Report each line of the entries below that has the word "programmatically" in it.

[Collected data entries]
╭──
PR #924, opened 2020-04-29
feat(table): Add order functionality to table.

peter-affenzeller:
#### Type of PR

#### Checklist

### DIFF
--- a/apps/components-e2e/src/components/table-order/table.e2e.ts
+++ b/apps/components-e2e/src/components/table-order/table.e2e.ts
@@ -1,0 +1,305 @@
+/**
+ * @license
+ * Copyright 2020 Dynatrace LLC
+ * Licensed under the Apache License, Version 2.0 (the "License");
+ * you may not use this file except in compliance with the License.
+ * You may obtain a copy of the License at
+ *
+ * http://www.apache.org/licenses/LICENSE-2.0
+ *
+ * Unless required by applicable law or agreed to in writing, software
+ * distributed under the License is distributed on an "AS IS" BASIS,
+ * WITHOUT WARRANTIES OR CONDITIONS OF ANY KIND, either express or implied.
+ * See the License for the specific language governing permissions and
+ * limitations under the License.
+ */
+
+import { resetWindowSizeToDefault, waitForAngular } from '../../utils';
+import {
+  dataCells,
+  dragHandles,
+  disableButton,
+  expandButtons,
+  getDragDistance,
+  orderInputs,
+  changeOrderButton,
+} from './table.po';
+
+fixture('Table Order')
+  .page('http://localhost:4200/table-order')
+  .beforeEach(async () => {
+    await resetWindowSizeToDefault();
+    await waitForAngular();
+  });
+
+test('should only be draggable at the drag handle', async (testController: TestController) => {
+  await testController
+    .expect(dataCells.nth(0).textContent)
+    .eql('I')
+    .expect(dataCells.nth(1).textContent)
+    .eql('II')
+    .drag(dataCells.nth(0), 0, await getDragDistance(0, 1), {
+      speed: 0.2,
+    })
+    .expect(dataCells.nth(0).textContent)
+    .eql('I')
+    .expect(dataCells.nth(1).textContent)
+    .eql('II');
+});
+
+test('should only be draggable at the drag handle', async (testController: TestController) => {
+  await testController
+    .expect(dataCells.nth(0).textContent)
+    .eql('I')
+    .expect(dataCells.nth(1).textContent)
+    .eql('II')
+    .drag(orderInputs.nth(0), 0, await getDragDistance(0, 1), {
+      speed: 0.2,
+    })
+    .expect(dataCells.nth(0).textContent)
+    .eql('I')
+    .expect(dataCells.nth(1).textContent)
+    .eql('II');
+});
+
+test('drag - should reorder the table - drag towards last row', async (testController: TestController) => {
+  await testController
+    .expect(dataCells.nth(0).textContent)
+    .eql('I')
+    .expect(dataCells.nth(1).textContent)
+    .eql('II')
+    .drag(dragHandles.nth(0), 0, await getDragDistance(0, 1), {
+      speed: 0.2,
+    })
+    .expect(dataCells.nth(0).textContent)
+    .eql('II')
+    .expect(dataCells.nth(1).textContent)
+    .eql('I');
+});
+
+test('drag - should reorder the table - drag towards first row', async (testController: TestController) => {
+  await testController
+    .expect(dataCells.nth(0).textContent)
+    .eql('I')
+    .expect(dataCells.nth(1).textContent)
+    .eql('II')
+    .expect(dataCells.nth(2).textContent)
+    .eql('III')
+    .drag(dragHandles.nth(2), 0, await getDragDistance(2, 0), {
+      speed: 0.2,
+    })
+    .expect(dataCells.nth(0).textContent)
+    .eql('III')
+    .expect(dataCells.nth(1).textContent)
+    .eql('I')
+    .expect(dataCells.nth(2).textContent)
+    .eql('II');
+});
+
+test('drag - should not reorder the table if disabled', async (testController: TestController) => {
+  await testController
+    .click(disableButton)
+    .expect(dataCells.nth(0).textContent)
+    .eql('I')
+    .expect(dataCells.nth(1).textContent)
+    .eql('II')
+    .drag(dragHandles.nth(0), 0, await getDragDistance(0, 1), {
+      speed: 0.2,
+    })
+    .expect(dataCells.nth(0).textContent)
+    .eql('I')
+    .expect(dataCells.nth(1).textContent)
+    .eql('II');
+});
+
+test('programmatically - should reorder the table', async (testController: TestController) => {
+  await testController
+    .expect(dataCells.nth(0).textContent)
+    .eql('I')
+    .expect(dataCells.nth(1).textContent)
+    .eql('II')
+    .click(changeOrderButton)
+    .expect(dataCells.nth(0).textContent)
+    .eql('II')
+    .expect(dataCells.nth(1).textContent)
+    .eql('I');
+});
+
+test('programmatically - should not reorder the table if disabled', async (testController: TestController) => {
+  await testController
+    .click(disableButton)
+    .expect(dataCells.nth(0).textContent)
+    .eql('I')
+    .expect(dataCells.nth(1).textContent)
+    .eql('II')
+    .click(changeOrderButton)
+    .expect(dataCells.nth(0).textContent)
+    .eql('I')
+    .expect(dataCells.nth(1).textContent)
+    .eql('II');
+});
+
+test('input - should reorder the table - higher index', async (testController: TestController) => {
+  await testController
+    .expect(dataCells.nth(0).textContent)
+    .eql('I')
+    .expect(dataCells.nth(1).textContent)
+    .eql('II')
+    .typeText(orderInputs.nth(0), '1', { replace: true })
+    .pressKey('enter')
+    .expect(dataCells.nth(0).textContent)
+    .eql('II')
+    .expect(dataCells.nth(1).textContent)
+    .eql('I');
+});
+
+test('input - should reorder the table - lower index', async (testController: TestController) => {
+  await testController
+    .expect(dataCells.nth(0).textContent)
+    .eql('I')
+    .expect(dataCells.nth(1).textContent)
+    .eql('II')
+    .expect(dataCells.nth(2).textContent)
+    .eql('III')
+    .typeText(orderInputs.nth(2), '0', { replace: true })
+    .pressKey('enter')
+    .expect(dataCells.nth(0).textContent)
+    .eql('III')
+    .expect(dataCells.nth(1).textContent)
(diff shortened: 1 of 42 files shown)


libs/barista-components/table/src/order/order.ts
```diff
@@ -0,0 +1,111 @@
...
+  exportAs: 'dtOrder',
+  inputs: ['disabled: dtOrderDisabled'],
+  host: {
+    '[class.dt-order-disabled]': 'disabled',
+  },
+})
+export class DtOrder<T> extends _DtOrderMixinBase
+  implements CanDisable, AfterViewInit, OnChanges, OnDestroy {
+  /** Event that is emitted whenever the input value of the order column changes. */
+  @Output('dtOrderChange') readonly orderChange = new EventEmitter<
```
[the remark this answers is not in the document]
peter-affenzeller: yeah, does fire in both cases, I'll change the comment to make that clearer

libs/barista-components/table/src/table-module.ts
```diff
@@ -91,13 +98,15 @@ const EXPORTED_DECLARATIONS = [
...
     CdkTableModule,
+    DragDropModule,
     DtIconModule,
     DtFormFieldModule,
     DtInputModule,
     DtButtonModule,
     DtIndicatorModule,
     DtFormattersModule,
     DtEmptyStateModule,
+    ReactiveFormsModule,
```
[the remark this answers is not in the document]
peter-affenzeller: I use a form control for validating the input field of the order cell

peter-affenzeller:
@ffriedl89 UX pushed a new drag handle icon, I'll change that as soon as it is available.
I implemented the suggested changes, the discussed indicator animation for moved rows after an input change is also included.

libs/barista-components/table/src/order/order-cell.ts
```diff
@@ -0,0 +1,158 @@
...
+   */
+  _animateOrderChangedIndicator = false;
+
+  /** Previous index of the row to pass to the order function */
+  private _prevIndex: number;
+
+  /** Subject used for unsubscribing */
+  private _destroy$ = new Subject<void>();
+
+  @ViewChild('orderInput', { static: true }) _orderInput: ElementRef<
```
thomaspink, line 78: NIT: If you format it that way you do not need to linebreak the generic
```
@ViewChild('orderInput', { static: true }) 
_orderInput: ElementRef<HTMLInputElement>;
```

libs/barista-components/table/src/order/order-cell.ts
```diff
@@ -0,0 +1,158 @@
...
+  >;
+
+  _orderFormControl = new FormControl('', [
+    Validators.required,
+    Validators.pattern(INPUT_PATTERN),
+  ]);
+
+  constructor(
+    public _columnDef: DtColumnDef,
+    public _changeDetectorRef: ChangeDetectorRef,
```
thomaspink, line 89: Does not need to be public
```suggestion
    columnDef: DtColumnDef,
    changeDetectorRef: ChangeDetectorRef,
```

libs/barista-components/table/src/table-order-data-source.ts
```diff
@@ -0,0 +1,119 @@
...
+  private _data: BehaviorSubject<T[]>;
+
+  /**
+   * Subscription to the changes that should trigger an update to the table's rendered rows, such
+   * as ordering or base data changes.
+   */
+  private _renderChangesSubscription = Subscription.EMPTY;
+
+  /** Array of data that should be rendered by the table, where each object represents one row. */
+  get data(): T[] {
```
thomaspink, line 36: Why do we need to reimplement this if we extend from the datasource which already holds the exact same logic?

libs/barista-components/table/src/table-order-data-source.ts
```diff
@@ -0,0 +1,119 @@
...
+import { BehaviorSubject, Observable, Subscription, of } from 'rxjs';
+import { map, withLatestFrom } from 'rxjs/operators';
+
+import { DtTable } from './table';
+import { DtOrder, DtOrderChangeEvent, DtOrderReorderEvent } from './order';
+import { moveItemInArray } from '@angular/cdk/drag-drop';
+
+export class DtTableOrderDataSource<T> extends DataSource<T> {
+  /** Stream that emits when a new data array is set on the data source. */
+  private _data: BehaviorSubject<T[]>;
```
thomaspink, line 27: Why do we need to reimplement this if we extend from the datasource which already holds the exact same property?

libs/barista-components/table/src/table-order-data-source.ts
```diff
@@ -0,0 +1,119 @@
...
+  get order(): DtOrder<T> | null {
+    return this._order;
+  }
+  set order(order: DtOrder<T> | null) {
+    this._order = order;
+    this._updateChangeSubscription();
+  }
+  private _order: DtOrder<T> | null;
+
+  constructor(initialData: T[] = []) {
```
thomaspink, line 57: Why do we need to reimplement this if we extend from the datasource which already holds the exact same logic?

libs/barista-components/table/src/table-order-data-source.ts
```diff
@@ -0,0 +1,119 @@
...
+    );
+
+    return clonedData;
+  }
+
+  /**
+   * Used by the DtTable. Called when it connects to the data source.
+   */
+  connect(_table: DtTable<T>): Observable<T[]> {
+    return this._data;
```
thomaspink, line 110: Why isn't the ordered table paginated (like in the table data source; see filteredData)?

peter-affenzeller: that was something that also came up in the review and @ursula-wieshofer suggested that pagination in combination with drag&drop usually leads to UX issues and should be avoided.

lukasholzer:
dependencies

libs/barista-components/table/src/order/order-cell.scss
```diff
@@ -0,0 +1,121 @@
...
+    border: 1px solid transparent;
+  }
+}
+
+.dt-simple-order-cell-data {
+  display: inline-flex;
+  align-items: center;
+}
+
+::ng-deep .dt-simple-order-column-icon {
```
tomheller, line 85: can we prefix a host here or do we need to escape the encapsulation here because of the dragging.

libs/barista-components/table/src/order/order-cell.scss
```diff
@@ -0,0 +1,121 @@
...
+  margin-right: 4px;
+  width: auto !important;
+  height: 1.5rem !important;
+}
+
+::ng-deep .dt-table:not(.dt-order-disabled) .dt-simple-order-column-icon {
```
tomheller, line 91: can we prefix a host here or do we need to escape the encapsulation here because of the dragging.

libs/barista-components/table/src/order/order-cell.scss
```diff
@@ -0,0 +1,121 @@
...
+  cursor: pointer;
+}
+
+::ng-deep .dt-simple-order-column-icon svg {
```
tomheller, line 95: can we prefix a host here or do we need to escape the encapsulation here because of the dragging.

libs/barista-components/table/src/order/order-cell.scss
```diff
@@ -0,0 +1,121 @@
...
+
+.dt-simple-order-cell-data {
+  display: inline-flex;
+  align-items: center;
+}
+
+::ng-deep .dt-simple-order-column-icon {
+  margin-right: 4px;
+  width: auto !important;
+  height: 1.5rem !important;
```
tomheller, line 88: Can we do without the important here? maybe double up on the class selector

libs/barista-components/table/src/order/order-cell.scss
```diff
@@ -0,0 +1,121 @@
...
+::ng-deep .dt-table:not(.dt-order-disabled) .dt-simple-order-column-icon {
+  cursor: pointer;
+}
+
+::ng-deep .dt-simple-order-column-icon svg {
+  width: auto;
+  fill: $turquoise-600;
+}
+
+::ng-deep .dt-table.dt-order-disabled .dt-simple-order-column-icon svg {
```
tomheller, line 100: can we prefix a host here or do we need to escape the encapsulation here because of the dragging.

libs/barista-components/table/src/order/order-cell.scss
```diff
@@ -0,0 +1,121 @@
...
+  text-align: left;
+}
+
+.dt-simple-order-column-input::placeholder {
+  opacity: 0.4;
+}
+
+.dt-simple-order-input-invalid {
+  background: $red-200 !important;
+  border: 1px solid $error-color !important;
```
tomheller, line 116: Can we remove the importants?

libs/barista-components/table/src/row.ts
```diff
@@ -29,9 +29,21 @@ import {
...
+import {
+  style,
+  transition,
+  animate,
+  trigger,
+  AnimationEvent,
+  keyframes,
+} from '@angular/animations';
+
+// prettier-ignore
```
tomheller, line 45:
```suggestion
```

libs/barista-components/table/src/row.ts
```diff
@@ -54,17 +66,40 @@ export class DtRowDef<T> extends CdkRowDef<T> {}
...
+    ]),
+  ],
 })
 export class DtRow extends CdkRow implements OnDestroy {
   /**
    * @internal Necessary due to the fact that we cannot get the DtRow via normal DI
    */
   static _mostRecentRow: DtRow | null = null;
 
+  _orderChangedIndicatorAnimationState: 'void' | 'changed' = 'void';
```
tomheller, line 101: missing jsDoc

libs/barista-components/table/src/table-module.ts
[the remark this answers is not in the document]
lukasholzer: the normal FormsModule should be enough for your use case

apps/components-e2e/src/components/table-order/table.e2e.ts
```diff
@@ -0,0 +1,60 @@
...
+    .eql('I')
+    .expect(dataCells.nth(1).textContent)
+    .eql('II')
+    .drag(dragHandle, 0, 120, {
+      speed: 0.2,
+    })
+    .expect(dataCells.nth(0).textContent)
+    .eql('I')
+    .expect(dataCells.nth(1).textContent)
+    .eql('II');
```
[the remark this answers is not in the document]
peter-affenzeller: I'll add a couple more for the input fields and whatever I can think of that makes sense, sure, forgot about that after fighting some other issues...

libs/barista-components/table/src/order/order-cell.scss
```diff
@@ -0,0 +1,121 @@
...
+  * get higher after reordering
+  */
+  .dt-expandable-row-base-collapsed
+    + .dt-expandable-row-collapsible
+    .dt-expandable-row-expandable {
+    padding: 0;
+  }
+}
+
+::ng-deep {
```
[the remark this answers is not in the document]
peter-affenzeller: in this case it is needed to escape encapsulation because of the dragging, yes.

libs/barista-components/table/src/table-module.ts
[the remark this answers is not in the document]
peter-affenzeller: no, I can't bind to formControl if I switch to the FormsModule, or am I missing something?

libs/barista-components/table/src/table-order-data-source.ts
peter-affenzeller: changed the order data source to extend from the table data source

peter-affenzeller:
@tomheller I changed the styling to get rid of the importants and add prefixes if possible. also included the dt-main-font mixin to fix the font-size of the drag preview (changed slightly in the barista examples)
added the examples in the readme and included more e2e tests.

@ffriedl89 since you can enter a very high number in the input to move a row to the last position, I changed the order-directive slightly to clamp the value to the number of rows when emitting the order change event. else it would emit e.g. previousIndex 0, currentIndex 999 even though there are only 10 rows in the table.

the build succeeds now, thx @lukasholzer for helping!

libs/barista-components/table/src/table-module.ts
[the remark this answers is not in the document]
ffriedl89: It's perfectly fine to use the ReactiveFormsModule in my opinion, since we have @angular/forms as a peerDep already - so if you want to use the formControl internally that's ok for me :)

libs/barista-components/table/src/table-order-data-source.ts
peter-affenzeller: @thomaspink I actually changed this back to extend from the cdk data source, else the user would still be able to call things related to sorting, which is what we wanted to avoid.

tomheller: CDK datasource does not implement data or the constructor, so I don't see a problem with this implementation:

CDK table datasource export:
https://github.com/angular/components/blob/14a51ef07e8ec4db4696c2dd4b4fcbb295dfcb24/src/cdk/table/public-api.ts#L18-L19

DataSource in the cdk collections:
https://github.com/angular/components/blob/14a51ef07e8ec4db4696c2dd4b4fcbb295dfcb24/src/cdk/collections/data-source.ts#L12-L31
╰──
╭──
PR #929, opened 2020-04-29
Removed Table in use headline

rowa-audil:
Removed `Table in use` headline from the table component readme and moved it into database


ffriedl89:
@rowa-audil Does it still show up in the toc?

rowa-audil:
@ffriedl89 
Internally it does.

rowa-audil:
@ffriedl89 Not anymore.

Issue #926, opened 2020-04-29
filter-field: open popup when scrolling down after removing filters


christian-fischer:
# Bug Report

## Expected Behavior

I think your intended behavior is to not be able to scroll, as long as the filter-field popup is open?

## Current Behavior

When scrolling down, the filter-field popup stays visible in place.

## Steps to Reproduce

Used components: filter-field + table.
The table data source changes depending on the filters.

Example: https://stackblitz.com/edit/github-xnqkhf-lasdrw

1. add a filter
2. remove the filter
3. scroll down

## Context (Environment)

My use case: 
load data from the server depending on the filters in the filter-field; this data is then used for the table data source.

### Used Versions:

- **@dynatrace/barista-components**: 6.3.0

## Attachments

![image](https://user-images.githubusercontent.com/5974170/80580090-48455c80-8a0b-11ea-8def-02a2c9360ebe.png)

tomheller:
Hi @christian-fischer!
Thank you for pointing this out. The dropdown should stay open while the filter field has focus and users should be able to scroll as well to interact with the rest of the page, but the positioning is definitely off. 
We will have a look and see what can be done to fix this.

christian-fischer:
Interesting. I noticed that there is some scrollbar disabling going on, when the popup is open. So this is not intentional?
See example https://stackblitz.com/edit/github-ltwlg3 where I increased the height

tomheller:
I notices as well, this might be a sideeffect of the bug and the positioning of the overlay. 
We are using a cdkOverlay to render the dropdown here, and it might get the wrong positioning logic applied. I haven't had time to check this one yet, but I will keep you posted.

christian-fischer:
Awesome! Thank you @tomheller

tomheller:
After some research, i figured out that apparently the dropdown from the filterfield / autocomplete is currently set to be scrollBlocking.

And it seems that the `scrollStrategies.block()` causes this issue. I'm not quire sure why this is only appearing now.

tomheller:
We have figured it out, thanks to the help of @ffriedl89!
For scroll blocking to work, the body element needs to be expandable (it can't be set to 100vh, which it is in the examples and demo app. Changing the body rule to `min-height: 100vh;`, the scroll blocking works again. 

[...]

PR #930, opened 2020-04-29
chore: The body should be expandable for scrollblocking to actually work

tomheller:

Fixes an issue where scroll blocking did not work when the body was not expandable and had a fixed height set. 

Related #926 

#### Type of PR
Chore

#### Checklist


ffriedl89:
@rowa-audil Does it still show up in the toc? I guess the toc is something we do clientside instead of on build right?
╰──
[YOUR SOLUTION]
+test('programmatically - should reorder the table', async (testController: TestController) => {
+test('programmatically - should not reorder the table if disabled', async (testController: TestController) => {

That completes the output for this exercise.